Bioinformatics analysis of the 3.2 kb region revealed five conserved blocks of ~800 bp each. We cloned each block upstream of GAL4 in the pBPGUw transformation vector (Fig. 8A; Pfeiffer et al., 2008) and assayed the ability of each region to drive gene transcription. Four of the regions drove gene expression in many neurons, but few of these neurons expressed Fd59a (not shown). One block of 719 bp, Enhancer 69 was, however, sufficient to recapitulate the Fd59a expression pattern in the embryonic and larval CNS (Fig. 8D–F), but also drove gene expression in Fd59a neurons. This construct allowed us to trace the axonal projections of the lateral Fd59a+/Hb9+ neurons of the 1–2 lineage contralaterally across the posterior commisure (Fig. 8E); it also enabled us to determine that loss of fd59a function, using the fd59a allele detailed next, did not grossly alter the axonal trajectory of any Fd59a+ neuron (not shown).

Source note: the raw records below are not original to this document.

PR #2578, opened 2019-07-05
Modify conflicts so that volatile events do not conflict 

KentShikama:
## Overview

### JIRA ticket:
https://rchain.atlassian.net/browse/RCHAIN-3611

For example, two blocks with the contents

```scala
@"hi"!(5) | for (_ <- @"hi") { Nil }
```

no longer conflict as it has no effect on the trie.

### Notes


casper/src/main/scala/coop/rchain/casper/EstimatorHelper.scala
```diff
@@ -86,13 +86,47 @@ object EstimatorHelper {
       ancestors = maybeAncestors.flatten
       ancestorEvents = ancestors.flatMap(_.getBody.deploys.flatMap(_.deployLog)) ++
         ancestors.flatMap(_.getBody.deploys.flatMap(_.paymentLog))
+      commEvents = ancestorEvents.filter {
+        case Event(Comm(CommEvent(Some(_: ConsumeEvent), _))) =>
+          true
+        case _ => false
+      }
+      producesInCommEvents = commEvents.flatMap {
+        case Event(Comm(CommEvent(Some(_: ConsumeEvent), produces))) =>
```
odeac: this repeating pattern is not nice. At line 89 you can extract the commEvent from the Event(Comm(CommEvent(_))) pattern and then partition them in produces and consumes. Then you only work with the CommEvent objects, which would be simpler

casper/src/test/scala/coop/rchain/casper/MultiParentCasperMergeSpec.scala
```diff
@@ -58,11 +61,19 @@ class MultiParentCasperMergeSpec extends FlatSpec with Matchers with Inspectors
 
   it should "handle multi-parent blocks correctly when they operate on stdout" ignore effectTest {
     def echoContract(no: Int) = s"""new stdout(`rho:io:stdout`) in { stdout!("Contract $no") }"""
-    val time                  = System.currentTimeMillis()
+    testConflictOnSimpleDiamondDag(echoContract)
+  }
+
+  it should "handle multi-parent blocks correctly when they operate on volatile produce/consume pairs" in effectTest {
+    testConflictOnSimpleDiamondDag((no: Int) => s"""@"hi"!($no) | for (_ <- @"hi") { Nil }""")
```
odeac: I might misunderstand the concept of "volatile" but, since the messages are sent to a forgeable channel, is this still volatile?

ArturGajowy (commented):
Just a heads-up for others: I think there are cases when this is not correct, and I'll try to provide counterexamples today. I'd also like us to have more tests for that, partly based on Mike Stay's [Mergeable?](https://docs.google.com/spreadsheets/d/1pABqArF9e8HRTO9zSefp93mIVUm91avekeDgqSEw0R8/edit?ts=5c818e78#gid=0) spreadhseet

casper/src/main/scala/coop/rchain/casper/EstimatorHelper.scala
```diff
@@ -86,13 +86,47 @@ object EstimatorHelper {
...
         case Event(Consume(consume: ConsumeEvent)) =>
-          consume.channelsHashes.toSet
+          if (consumeInCommEvents.contains(consume)) {
+            Set.empty[ByteString] // Volatile consume
+          } else {
+            consume.channelsHashes.toSet
+          }
         case Event(Comm(CommEvent(Some(consume: ConsumeEvent), produces))) =>
-          consume.channelsHashes.toSet ++ produces.map(_.channelsHash).toSet
+          val consumeChannelHashes = if (consumeInCommEvents.contains(consume)) {
```
ArturGajowy: this condition is always true, and so is the one for produces in line 126. (that's because we gather consumeInCommEvents in exactly the sane way). This means no `acnestorChannels` are going to be reported from CommEvents. This is wrong, as a COMM-event could span across two deploys, and in this case the channels from the side that's no from this deploy (be it produce or consume) should be added to 'ancestorE, vents' to cause conflicts.

Example test cases:
```scala
checkConflicts("@0!(0)", "for (_ <- @0) { 0 }", "for (_ <- @0) { 0 }")
checkNoConflicts("0", "for (_ <- @0) { 0 } | @0!(1)", "for (_ <- @0) { 0 } | @0!(2)")
checkConflicts("for (_ <- @0) { 0 }", "@0!(1)", "@0!(2)")
checkNoConflicts("for (_ <- @0) { 0 }", "@0!(1)", "for (@2 <- @0) { 0 } | @0!(2)")

//cases that are conflicting now but should not once we have more merge support:
checkConflicts("0", "@0!(0)", "@0!(0)")
checkConflicts("0", "for (_ <- @0) { 0 }", "for (_ <- @0) { 0 }")
```

Both test methods take the deploy code for blocks BASE, A, B respectively in a dag:
```
A  B
 \/
BASE
```

casper/src/test/scala/coop/rchain/casper/MultiParentCasperMergeSpec.scala
```diff
@@ -58,11 +61,19 @@ class MultiParentCasperMergeSpec extends FlatSpec with Matchers with Inspectors
...
+  }
+
+  private def testConflictOnSimpleDiamondDag(contract: Int => String): Effect[Unit] = {
+    val time = System.currentTimeMillis()
     HashSetCasperTestNode.networkEff(genesis, networkSize = 2).use { nodes =>
       val deploys = Vector(
-        ConstructDeploy.sourceDeploy(echoContract(1), time + 1, accounting.MAX_VALUE),
-        ConstructDeploy.sourceDeploy(echoContract(2), time + 2, accounting.MAX_VALUE)
+        ConstructDeploy.sourceDeploy(contract(1), time + 1, accounting.MAX_VALUE),
+        ConstructDeploy.sourceDeploy(contract(2), time + 2, accounting.MAX_VALUE)
```
ArturGajowy: We've got way too few tests for conflict detection, and they should not be made in this class - at least not primarily. Each such test takes 1.5 s here, could take 15ms in the other class.

Please introduce the test methods I've menioned above in the EstimatorHelperTest, and go through each case of first 5 column's of Mike Stay's spreadsheet I've linked above - this will amount to ~30 cases:

15 cells from the spreadsheet * 2 for whether the 'existing' side of the match is in BASE or in one of the children (let's always make it A in the test data and make the test methods test twice by swapping the test data).

ArturGajowy (changes requested):
We need much more tests, both for positive and negative cases, including the cases that are going to change after better merge support.

We need to better discern whether a COMM-event stays local to a deploy. Currently no COMM event can contribute to a conflict (see below), which is obviously wrong.

We also need to structure the prod code better to avoid duplication, noise, and throwing exceptions - I save that for the second round though.

casper/src/main/scala/coop/rchain/casper/EstimatorHelper.scala
KentShikama: Why does

`checkConflicts("@0!(0)", "for (_ <- @0) { 0 }", "for (_ <- @0) { 0 }")` conflict?

KentShikama:
bors try

KentShikama:
bors try

casper/src/main/scala/coop/rchain/casper/EstimatorHelper.scala
KentShikama: Good catch; it was careless on my part to not take the produces/consumes from the event log and instead take them from the comm events.

KentShikama:
bors try-

KentShikama:
bors try

casper/src/test/scala/coop/rchain/casper/MultiParentCasperMergeSpec.scala
KentShikama: I think the merge spec is the place these tests should be as long as they are using networkEff.

KentShikama:
The checks aren't labelled by the mergeable spreadsheet yet but PTAL @ArturGajowy

casper/src/test/scala/coop/rchain/casper/MultiParentCasperMergeSpec.scala
KentShikama: Volatile just mean that it doesn't affect the trie at the end. Volatility depends on the execution - if someone else sent to the forgeable name then it may not be volatile.

casper/src/main/scala/coop/rchain/casper/EstimatorHelper.scala
KentShikama: PTAL

casper/src/test/scala/coop/rchain/casper/MultiParentCasperMergeSpec.scala
```diff
@@ -58,32 +63,72 @@ class MultiParentCasperMergeSpec extends FlatSpec with Matchers with Inspectors
...
+      checkConflicts("0", "for (_ <- @0) { 0 }", "for (_ <- @0) { 0 }")
+  }
+
+  private def checkConflicts(base: String, b1: String, b2: String): Effect[Unit] = {
+    val time = System.currentTimeMillis()
+    val deploys = Vector(
+      ConstructDeploy.sourceDeploy(base, time + 1, accounting.MAX_VALUE),
+      ConstructDeploy.sourceDeploy(b1, time + 2, accounting.MAX_VALUE),
+      ConstructDeploy.sourceDeploy(b2, time + 3, accounting.MAX_VALUE),
+      ConstructDeploy.sourceDeploy("Nil", time + 4, accounting.MAX_VALUE)
```
ArturGajowy: Please no longer use `System.currentTimeMillis` in the test deploys, as it makes the test fail in weird ways once they start depending on the time being consistent. If controlling the time is not the topic of that test, we should always use `sourceDeployNowF`.

Similarly with the phloLimit. This is another aspect that used to get in the way *all the time* when working on charging for deploy. `sourceDeployNowF` takes care of that properly, by passing a phloLimit that is within reach of the default deployer, but high enough for most deploys.

The general takeaway from this is: tests should never specify a single value they don't care about. If a value is not crucial in the test setup and just needs a default - the test factory method (like `sourceDeployNowF`) should provide it.

casper/src/main/scala/coop/rchain/casper/EstimatorHelper.scala
```diff
@@ -86,13 +86,54 @@ object EstimatorHelper {
...
+        case ((produces, consumes, commEvents), ancestorEvent) =>
+          ancestorEvent match {
+            case Event(Produce(produce: ProduceEvent)) =>
+              (produces :+ produce, consumes, commEvents)
+            case Event(Consume(consume: ConsumeEvent)) =>
+              (produces, consumes :+ consume, commEvents)
+            case Event(Comm(commEvent: CommEvent)) =>
+              (produces, consumes, commEvents :+ commEvent)
+            case _ =>
+              throw new RuntimeException("Unexpected ancestor event")
```
ArturGajowy: This should say: `s'Unknown ancestorEvent type for: $ancestorEvent'`.
Most of the time we should include in the error message the data that causes it.

casper/src/test/scala/coop/rchain/casper/MultiParentCasperMergeSpec.scala
```diff
@@ -58,32 +63,72 @@ class MultiParentCasperMergeSpec extends FlatSpec with Matchers with Inspectors
...
+  }
+
+  it should "handle multi-parent blocks correctly when they operate on volatile produce/consume pairs" in effectTest {
+    checkNoConflicts(
+      "Nil",
+      """@"hi"!(1) | for (_ <- @"hi") { Nil }""",
+      """@"hi"!(2) | for (_ <- @"hi") { Nil }"""
+    ) >>
+      checkConflicts("@0!(0)", "for (_ <- @0) { 0 }", "for (_ <- @0) { 0 }") >>
+      checkNoConflicts("0", "for (_ <- @0) { 0 } | @0!(1)", "for (_ <- @0) { 0 } | @0!(2)") >>
```
ArturGajowy: Sorry for the commotion, but let's name those:
```
checkConflict
checkMerge
```

casper/src/test/scala/coop/rchain/casper/MultiParentCasperMergeSpec.scala
```diff
@@ -58,32 +63,72 @@ class MultiParentCasperMergeSpec extends FlatSpec with Matchers with Inspectors
...
+    val deploys = Vector(
+      ConstructDeploy.sourceDeploy(base, time + 1, accounting.MAX_VALUE),
+      ConstructDeploy.sourceDeploy(b1, time + 2, accounting.MAX_VALUE),
+      ConstructDeploy.sourceDeploy(b2, time + 3, accounting.MAX_VALUE),
+      ConstructDeploy.sourceDeploy("Nil", time + 4, accounting.MAX_VALUE)
+    )
+    diamondConflictCheck(deploys, numberOfParentsForDiamondTip = 1)
+  }
+
+  private def checkNoConflicts(base: String, b1: String, b2: String): Effect[Unit] = {
```
ArturGajowy: we need both our `check` methods to test the dags:
```
Nil
/  \
A  B
\  /
BASE
```
and 
```
Nil
/  \
B  A
\  /
BASE
```
so that we see the mergability relation is symmetric (we cut the number of test cases to specify explicitly by 2 this way)

casper/src/main/scala/coop/rchain/casper/EstimatorHelper.scala
```diff
@@ -86,13 +86,54 @@ object EstimatorHelper {
...
+          }
+      }
+      producesInCommEvents = commEvents.flatMap {
+        case CommEvent(Some(_: ConsumeEvent), produces) =>
+          produces
+        case _ =>
+          throw new RuntimeException("Unexpected comm event")
```
ArturGajowy: I don't think this case is needed here, as we have a list of CommEvents here - the type system guards this, and the totality checker should see that. There must be a way to have a total function commEvents -> producesInCommEvents
...
Ah, I see... Damn protobuf and its option-ridden garbage output.

The error should then say `Invalid comm event $c`, where `c` is part of the pattern in the first case `c @ CommEvent(...)`

ArturGajowy (changes requested):
I like where this is going :) Please add the remaining test cases though, and the labels as discussed in discord.

casper/src/main/scala/coop/rchain/casper/EstimatorHelper.scala
odeac: Still I'm not happy with the output. I tried some refactoring on my machine and I think it looks readable and it seems to compile but I haven't run the tests. Do you think this works?

Also we could move the extractors to some common place where they could be reused.

```scala
  val extractProduce : Event => Option[ProduceEvent] = {
    case Event(Produce(produce: ProduceEvent)) => Some(produce)
    case _ => None
  }


  val extractConsume : Event => Option[ConsumeEvent] = {
    case Event(Consume(consume: ConsumeEvent)) => Some(consume)
    case _ => None
  }

  val extractComm : Event => Option[CommEvent] = {
    case Event(Comm(commEvent: CommEvent)) => Some(commEvent)
    case _ => None
  }

  private def buildBlockAncestorChannels[F[_]: Monad: BlockStore](
      blockAncestorsMeta: List[BlockMetadata]
  ): F[Set[ByteString]] =
    for {
      maybeAncestors <- blockAncestorsMeta.traverse(
                         blockAncestorMeta => BlockStore[F].get(blockAncestorMeta.blockHash)
                       )
      ancestors = maybeAncestors.flatten
      ancestorEvents =
        ancestors.flatMap(_.getBody.deploys.flatMap(_.deployLog)) ++
        ancestors.flatMap(_.getBody.deploys.flatMap(_.paymentLog))

      produceEvents = ancestorEvents.map(extractProduce).flatten
      consumeEvents = ancestorEvents.map(extractConsume).flatten
      commEvents = ancestorEvents.map(extractComm).flatten

      producesInCommEvents = commEvents.flatMap(_.produces)

      consumeInCommEvents = commEvents.flatMap(_.consume)

      ancestorProduceChannels =
        produceEvents
          .filter(producesInCommEvents.contains(_))
          .map(p => p.channelsHash)
          .toSet

      ancestorConsumeChannels =
        consumeEvents
          .filter(consumeInCommEvents.contains(_))
          .flatMap(c => c.channelsHashes)
          .toSet

      ancestorCommChannels =
        commEvents
          .filter(ce => consumeEvents.contains(ce.consume) && ce.produces.forall(produce => produceEvents.contains(produce)))
          .flatMap(c => c.consume.toSeq.map(_.channelsHashes) ++ c.produces.map(_.channelsHash))
          .toSet

      ancestorChannels = ancestorProduceChannels ++ ancestorConsumeChannels ++ ancestorCommChannels
    } yield ancestorChannels
```

KentShikama:
bors try

KentShikama:
bors try

casper/src/test/scala/coop/rchain/casper/MultiParentCasperMergeSpec.scala
```diff
@@ -58,32 +63,111 @@ class MultiParentCasperMergeSpec extends FlatSpec with Matchers with Inspectors
...
+  }
 
-        //multiparent block joining block0 and block1 since they do not conflict
-        multiparentBlock <- nodes(0).addBlock(deploys(1))
-        _                <- nodes(1).receive()
+  // TODO: Peek rows/column
+  // Note this skips pairs that lead to infinite loops
+  it should "handle multi-parent blocks correctly when they operate on volatile produce/consume pairs" in effectTest {
+    // 4! 4!
+    checkConflicts("@0!(0)", "for (_ <- @0) { 0 }", "for (_ <- @0) { 0 }") >>
```
ArturGajowy: Just to not forget it: we should also have:
```scala
checkConflict("@0!(0)", "for (@x <- @0) { @0!(x) }", "for (@x <- @0) { @0!(x) }")
checkMerge("@0!(0) | @0!(1)", "for (@0 <- @0) { 0 }", "for (@1 <- @0) { 0 }")
checkMerge("@0!(0)", "for (@x <- @0) { @0!(x) }", "@0!(1) | for (@1 <- @0) { 0 }")

//will merge or conlflict in the future - we'll need to split that into more test cases then
checkConflict("@0!(0)", "for (@0 <- @0) { @0!(x) }", "@0!(0) | for (@0 <- @0) { @0!(0) }") 

//will merge in the future
checkConflict("@0!(0)", "for (@x <- @0) { @0!(x) }", "@0!(1) | for (@1 <- @0) { @0!(1) }")
checkMerge("0", "@0!(0) | for (@0 <- @0) { @0!(x) }", "@0!(0) | for (@0 <- @0) { @0!(0) }")
```

casper/src/test/scala/coop/rchain/casper/MultiParentCasperMergeSpec.scala
```diff
@@ -58,32 +63,111 @@ class MultiParentCasperMergeSpec extends FlatSpec with Matchers with Inspectors
...
+      // !4 4!!
+      checkMerge("for (_ <- @0) { 0 } | @1!!(0)", "@0!(0)", "for (_ <- @1) { 0 }") >>
+      // !4 !!X
+      checkMerge("for (_ <- @0) { 0 }", "@0!(0)", "@1!!(0)") >>
+      // !4 !!4
+      checkConflicts("for (_ <- @0) { 0 } | for (_ <- @0) { 0 }", "@0!(0)", "@0!!(0)") >>
+      // !4 CX (TODO: Check if this could conflict)
+      checkMerge("for (_ <- @0) { 0 }", "@0!(1)", "contract @1(id) = { 0 }") >>
+      // !4 C!
+      checkMerge("for (_ <- @0) { 0 } | for (_ <- @1) { 0 }", "@0!(0)", "contract @1(id) = { 0 }")
```
ArturGajowy: I didn't mean for you to go through the whole sheet :) It's good to have more tests though.

At the same time, we should for now probably focus the combinations:
`{!X, !4, !C , 4X, 4!}^2`, maybe extending it to `{!X, !4, !C , 4X, 4!, CX, C!}^2`

ArturGajowy: Notice there's no `!!` in the combinations above. Let's keep the tests for `!!` you've added, but not add more - unless you see a need.

KentShikama:
bors try

KentShikama:
bors try

KentShikama:
PTAL

KentShikama:
bors try

ArturGajowy:
@Kent please rebase on upstream/dev to avoid the spurious merge commit. Thx!

KentShikama:
It isn't spurious: I've resolved some conflicts that resulted

KentShikama:
I prefer rebases before the PR review process starts but when it is towards the end a rebase makes it such that you have to go through all the commits again.

casper/src/test/scala/coop/rchain/casper/MultiParentCasperMergeSpec.scala
```diff
@@ -61,30 +61,39 @@ class MultiParentCasperMergeSpec extends FlatSpec with Matchers with Inspectors
...
-        _      <- nodes(1).receive()
+        _ <- nodes(0).addBlock(deploys(0))
+        _ <- nodes(0).receive()
+        _ <- nodes(1).receive()
+        _ <- nodes(0).addBlock(deploys(1))
+        _ <- nodes(1).addBlock(deploys(2))
+        _ <- nodes(0).receive()
+        _ <- nodes(1).receive()
+        _ <- nodes(0).receive()
+        _ <- nodes(1).receive()
```
ArturGajowy: I think this can be reduced to

```scala
        _ <- nodes(0).addBlock(deploys(0))
        _ <- nodes(1).receive()
        _ <- nodes(0).addBlock(deploys(1))
        _ <- nodes(1).addBlock(deploys(2))
        _ <- nodes(0).receive()
        multiparentBlock <- nodes(0).addBlock(deploys(3))
```

the mutliparent block is not needed on node1

ArturGajowy: Or we could add one more `nodes(1).receive()` and keep testing it on both nodes - still, some of those receives are not needed

casper/src/main/scala/coop/rchain/casper/EstimatorHelper.scala
```diff
@@ -86,55 +101,46 @@ object EstimatorHelper {
...
-            Set.empty[ByteString] // Volatile consume & produces
-          } else {
-            consume.channelsHashes.toSet ++ produces.map(_.channelsHash).toSet
-          }
-        case _ => throw new RuntimeException("incorrect ancestor events")
-      }.toSet
+
+      produceEvents = ancestorEvents.map(extractProduce).flatten
+      consumeEvents = ancestorEvents.map(extractConsume).flatten
+      commEvents    = ancestorEvents.map(extractComm).flatten
```
ArturGajowy, line 107: `map(...).flatten` is `flatMap`

casper/src/main/scala/coop/rchain/casper/EstimatorHelper.scala
```diff
@@ -86,55 +101,46 @@ object EstimatorHelper {
...
+
+      producesInCommEvents = commEvents.flatMap(_.produces)
+      consumeInCommEvents = commEvents.flatMap(_.consume)
+
+      ancestorProduceChannels = ancestorEvents
+        .map(extractProduce)
+        .flatten
```
ArturGajowy, line 114: this is `produceEvents`

casper/src/main/scala/coop/rchain/casper/EstimatorHelper.scala
```diff
@@ -86,55 +101,46 @@ object EstimatorHelper {
...
+        .filterNot(producesInCommEvents.contains(_))
+        .map(p => p.channelsHash)
+        .toSet
+
+      ancestorConsumeChannels = ancestorEvents
+        .map(extractConsume)
+        .flatten
```
ArturGajowy, line 121: this is `consumeEvents`

casper/src/main/scala/coop/rchain/casper/EstimatorHelper.scala
```diff
@@ -86,55 +101,46 @@ object EstimatorHelper {
...
+        .filterNot(consumeInCommEvents.contains(_))
+        .flatMap(c => c.channelsHashes)
+        .toSet
+
+      ancestorCommChannels = ancestorEvents
+        .map(extractComm)
+        .flatten
```
ArturGajowy, line 128: this is `commEvents`

casper/src/main/scala/coop/rchain/casper/EstimatorHelper.scala
```diff
@@ -86,55 +101,46 @@ object EstimatorHelper {
...
+        .filterNot {
+          case CommEvent(Some(consume: ConsumeEvent), produces) =>
+            consumeEvents.contains(consume) && produces.forall(
+              produce => produceEvents.contains(produce)
+            )
+          case _ => false
```
ArturGajowy, line 134: please extract `isVolatile(commEvent: CommEvent) and use it here.

The `case _ =>` should be throwing an exception.

casper/src/main/scala/coop/rchain/casper/EstimatorHelper.scala
```diff
@@ -86,55 +101,46 @@ object EstimatorHelper {
...
+        }
+        .flatMap {
+          case CommEvent(Some(consume: ConsumeEvent), produces) =>
+            consume.channelsHashes ++ produces.map(_.channelsHash)
+          case e @ CommEvent(None, _) =>
+            throw new RuntimeException(s"Unexpected comm event $e")
```
ArturGajowy, line 140: this is somewhat late to raise this exception. Also, the message should say what was wrong with that comme vent (i didn't have consumes, so was gibberish)

casper/src/test/scala/coop/rchain/casper/MultiParentCasperMergeSpec.scala
```diff
@@ -66,6 +66,8 @@ class MultiParentCasperMergeSpec extends FlatSpec with Matchers with Inspectors
     checkMerge("Nil", echoContract(1), echoContract(2))
   }
 
+  // TODO: Peek rows/column
+  // Note this skips pairs that lead to infinite loops
```
ArturGajowy, line 68: we should include tests for those ultimately, as the merge result for them is clear: they're mregable. So this should be another TOOO :)

casper/src/main/scala/coop/rchain/casper/EstimatorHelper.scala
```diff
@@ -86,14 +101,46 @@ object EstimatorHelper {
...
-          consume.channelsHashes.toSet ++ produces.map(_.channelsHash).toSet
-        case _ => throw new RuntimeException("incorrect ancestor events")
-      }.toSet
+
+      produceEvents = ancestorEvents.map(extractProduce).flatten
+      consumeEvents = ancestorEvents.map(extractConsume).flatten
+      commEvents    = ancestorEvents.map(extractComm).flatten
+
+      producesInCommEvents = commEvents.flatMap(_.produces)
+      consumeInCommEvents  = commEvents.flatMap(_.consume)
```
ArturGajowy, line 110: those two should not simply 'flatMap' - they should raise errors wherever the consume or the produces are empty

ArturGajowy (changes requested):
I've found some issues with the prod code, going to go trhough tests now

ArturGajowy:
@KentShikama I've just noticed we won't be able to have volatile events merging without the ability to discern persistent sends and receives. For example:

```scala
// notice I've moved the 'base' parameter to the last position (!)
      // !X (!C)
      checkConflicts("@0!(0)", "@0!(1) | contract @0(id) = { 0 }", "0"),

      checkMerge("@0!(0)", "for (_ <- @0) { 0 } | @0!!(0)", "0"),
      //FIXME it might be crucial that we consider interaction with persistent things, e.g.
      // 4X 4!! vs 4X (4!!) - the former merges safely, the latter must not merge, as the !! could match both 4s
```

Long story short, when a persistent send/receive in a COMM event means the COMM is no longer volatile, because the send/receive is going to be added to the TS.

But this is good, we're going to have the merge rule for contracts with the same effort.

ArturGajowy:
So I guess this ticket merges with https://rchain.atlassian.net/browse/RCHAIN-3638, @KellyatPyrofex

ArturGajowy:
I'll push an update to tests that makes working with them easier later this day

KellyatPyrofex:
> So I guess this ticket merges with https://rchain.atlassian.net/browse/RCHAIN-3638, @KellyatPyrofex

@ArturGajowy, do you mean the work described in RChain-3638 is covered in this PR and could be closed as done once this PR merges?

ArturGajowy:
I mean for this PR to be merged without introducing bugs, the work in that ticket needs to happen in this PR

ArturGajowy:
I've modified the test in several aspects:

1. only the `@0` channel should be used - interactions on different channels are trivially mergable. Adding some tests for that (preferably: generative) makes sense, but can wait for a separate PR.
2. In some cases the rholang was not in line with the test case (e.g. C! C! without a single `contract` in rho)
3. In plenty cases, our assertion for now needs to be 'checkConflicts'.
4. I've mainly been adding cross-deploy variants (covered by Mike's sheet directly). We need to add in-deploy variants to test volatile events, e.g.:
  - 4X !X - has no in-deploy variants
  - 4! CX - has one in-deploy variant, (4!) CX
  - 4! 4! - has two in-deploy variants: (4!) 4! and (4!) (4!)
5. As mentioned above, in cases where a persistent read/write happens in-deploy, it's not a volatile event (TS gets a new persistent thingy). Those test cases are marked as 'checkMerges', but this is a bug and a `FIXME: THIS NEEDS TO CONFLICT` stands near them. **These must be fixed before we merge this PR**, or we end up with corrupted TS.
6. I've parallelized the test for it to run faster, and added better assertion message, with a code pointer. Make sure to install `Awesome Console` in idea to be able to click the pointer to the failing line.
7. I've trimmed down unnecessary execution that is going to be covered by randomizing the side/node on which deploy A and B happen. (see the WIP commit)

Please continue work from here, I'll do the needed rebases before we merge.

ArturGajowy:
One more thing: to steer which sends and receives match together, data needs to be used. See for example tests for `4! C!`:
```scala
     // 4! C! may merge or not
      // different ! (TODO: Eventually should merge)
      checkConflicts("for (@0 <- @0) { 0 }", "contract @0(@1) = { 0 }", "@0!(0) | @0!(1)"),
      // same !
      checkConflicts("for (_ <- @0) { 0 }", "contract @0(id) = { 0 }", "@0!(0)"),
```

casper/src/main/scala/coop/rchain/casper/EstimatorHelper.scala
KentShikama: @odeac

casper/src/main/scala/coop/rchain/casper/EstimatorHelper.scala
odeac: that's what I also thought but flatMap didn't compile here

casper/src/main/scala/coop/rchain/casper/EstimatorHelper.scala
odeac: the original implementation didn't fail on empty consumes or produces. I only suggested a way to write that such that it's more readable

casper/src/test/scala/coop/rchain/casper/MultiParentCasperMergeSpec.scala
```diff
@@ -53,34 +59,153 @@ class MultiParentCasperMergeSpec extends FlatSpec with Matchers with Inspectors
...
+    // For-s (linear receives)
+    val F_ = Rho("for (_ <- @0) { 0 }")
+    val F0 = Rho("for (@0 <- @0) { 0 }")
+    val F1 = Rho("for (@1 <- @0) { 0 }")
+    // Contracts (persistent receives)
+    val C_ = Rho("contract @0(id) = { 0 }")
+    val C0 = Rho("contract @0(@0) = { 0 }")
+    val C1 = Rho("contract @0(@1) = { 0 }")
+    // Ground term
+    val Z = Rho("0")
```
lukasz-golebiewski, line 85: I would rather define `object Nil extends Rho("Nil")` and use this instead of `Z`

lukasz-golebiewski:
Closing in favor of https://github.com/rchain/rchain/pull/2606

casper/src/test/scala/coop/rchain/casper/MultiParentCasperMergeSpec.scala
lukasz-golebiewski: How? Infinite loops are going to run out of phlo and any changes they make on the TS are going to be reverted. I see no point in testing such cases

ArturGajowy: Having such a test costs near to 0, and prevents us from unexpected results - like a block conflicting despite there being a way to merge it.

Notice that running out of phlo doesn't mean the deploy won't make it to the network. It will, because we need to charge for it. We might not replay it (or we may) - but those are all issues separate from what the result of 'is this a conflict' is.

Finally, I've been wrong in my `result is clear: they're mergable` statement: `CX !!X` leads to an infinite loop, yet must be a conflict.

Hope this convinces you that it's worth adding those cases?

casper/src/main/scala/coop/rchain/casper/EstimatorHelper.scala
lukasz-golebiewski: I'm going to re-write this and use RSpace events instead of those protobufs. Thanks to this the `Option`s will go away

fd59a regulates egg laying

No gene-specific alleles of fd59a existed prior to our study. Thus, we used a forward EMS-based genetic screen to generate mutant alleles of fd59a based on decreased Fd59a protein expression. From ~2000 lines screened, we identified two fd59a alleles. fd59a1 contains a point mutation in the splice donor site; fd59a2 contains a nonsense mutation after amino acid 99, truncating the 456 amino acid protein and removing over 75% of the forkhead domain (Fig. 9A). Embryos homozygous mutant for fd59a1 lack detectable Fd59a protein expression (not shown), but fd59a1 mutant third instar larva exhibit significantly reduced but detectable Fd59a protein expression (Fig. 9B, C). Embryos and third instar larvae homozygous mutant for fd59a2 lack detectable Fd59a protein expression (Fig. 9B, D; not shown). Thus, fd59a1 appears to be a hypomorphic mutation, and fd59a2 a null allele.

Figure 9.

Figure 9

Loss of fd59a function causes defective egg laying.

A) Schematic model of fd59a transcript/coding region with the splice site indicated and the forkhead domain shaded yellow. The location of the two EMS-generated alleles of fd59a are indicated: fd59a1 disrupts a splice site, and fd59a2 introduces a premature stop codon at amino acid 100. (B–D) Fd59a protein expression in the larval CNS of wild type (B), fd59a1 (C) and fd59a2 (D) homozygous mutant animals. (E) Graph displays number of eggs laid per day by females of indicated genotype. Quantification of egg laying was carried out on days 1–7 for each cross, three male and three females were mated in each vial, n:5. “***” denotes P value less than 0.005; “*” denotes P value less than 0.05.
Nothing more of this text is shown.